We've left something out of the equation. Luther got it right. We are justified "by grace through faith." What that means, is that our relationship with God is first and foremost a gift. That's what grace means. He has decided to love us. That's all there is to it. God loves you, and there's nothing you can do about it. You can't add to that, you can't detract from it. He loves you. You are in his heart. He has loved you from before you were born. The Psalmist says, "You have called me from my mother's womb." And he shall love you for all eternity. You are his child. That's what baptism proclaims to us. The writer of Hebrews says, "He will never leave you nor forsake you." His love is eternal and unchanging. You are justified by grace. In common English that is to say, "your relationship to God is a gift of his love to you."
Then comes that other part, "through faith." My response to my wife's love, if I'm really smart - since she is such a wonderful person - is to rest in her love. That's the other part of a relationship, isn't it? She can love me all she wants, but if I don't rest in her love, it's really not a relationship. She may long for me, but my longing for her completes the relationship. God longs for us - he has given us his love. My longing for him completes the relationship. That is faith - my trust in him, my resting in his love.

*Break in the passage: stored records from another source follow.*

PR #1316, opened 2022-08-03
rename Language to RegistryType

pkwarren:
Update the proto model for plugins to rename PluginLanguage to
PluginRegistryType and runtime_config to registry_config.


pkwarren:
Rework of #1314

proto/buf/alpha/registry/v1alpha1/plugin_curation.proto
```diff
@@ -100,10 +100,13 @@ message CuratedPlugin {
...
   string description = 11;
-  // The configuration for the runtime of the plugin.
-  RuntimeConfig runtime_config = 12;
+  // The configuration for the remote registry of the plugin.
+  RegistryConfig registry_config = 12;
   // The revision for this plugin version.
   uint32 revision = 13;
+  // The languages emitted by the plugin.
+  // Typically this will only contain a single language.
+  repeated string languages = 14;
```
amckinney, line 109: This should probably be modeled as an `enum`. Not as big of a deal for our internal `Plugin` interface for now (since we can change that more easily), but we should make sure that it is for the `.proto` API.

With that said, I realize this might be more painful than it's worth - whenever someone has a new language they want to introduce, we would need to update the API to support another language. But this really stands out as a place that we should stop and think: should we use a free-form string and lean on server-side validation to prevent unknown languages, or incorporate a large `enum` with a ton of different options?

amckinney (commented):
Looks good overall - we just should stop and think about how we want to model the `languages` field.

proto/buf/alpha/registry/v1alpha1/plugin_curation.proto
mfridman: Great point. A free-form string with server-side validation would make things easier for us, but it also means as a user I'd have to refer to documentation to figure out which languages are supported.

So a self-describing enum kind of makes sense here. I'd imagine after the first dozen there wouldn't be many more added.

Also, what about plugins that output json, or html (docs), etc. Would be categorize these as `json` or `html` or `markdown`? Or would we use a catch-all such as `text`?

pkwarren: Left out languages for now as we need to work out some of these issues - will address in a follow up.

mfridman (approved):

In the story of the rich young ruler, that was the part that was missing in the story. Jesus reached out to the young man. Luke says that he loved him. But the young man couldn't believe it. He came thinking that he could offer something to God, that he could buy his way into heaven. But when he discovered that it was a gift, he couldn't accept it. He couldn't trust God - not enough to give up the poor, paltry things that he did own, to rest in God's love alone.
When Eleanore and I were young, we had nothing. We struggled to come up with seventy dollars a month to keep a roof over our heads. All we had was one another. We don't seem to struggle with the bills now as much as we did then, but I'm not sure that we have much more - that we could ever have much more - than we did then. Compared to what she has given me, the rest isn't worth even counting. That would be like a millionaire counting his pocket change.
That is the nature of this gift we have been given, you and I. We have a God who has loved us eternally, unconditionally, extravagantly. From before the foundations of the world were laid, you were in his heart. And when the end of everything comes, and into the farthest reaches of eternity, you will still be there. He knows you by name. He has counted the hairs on your head. He knows ever shadow that passes over your life. And he has wonderful dreams for you. You are graced with an immeasurable love.
Rest in that love. Believe in that love. Depend on that love. Rejoice in that love.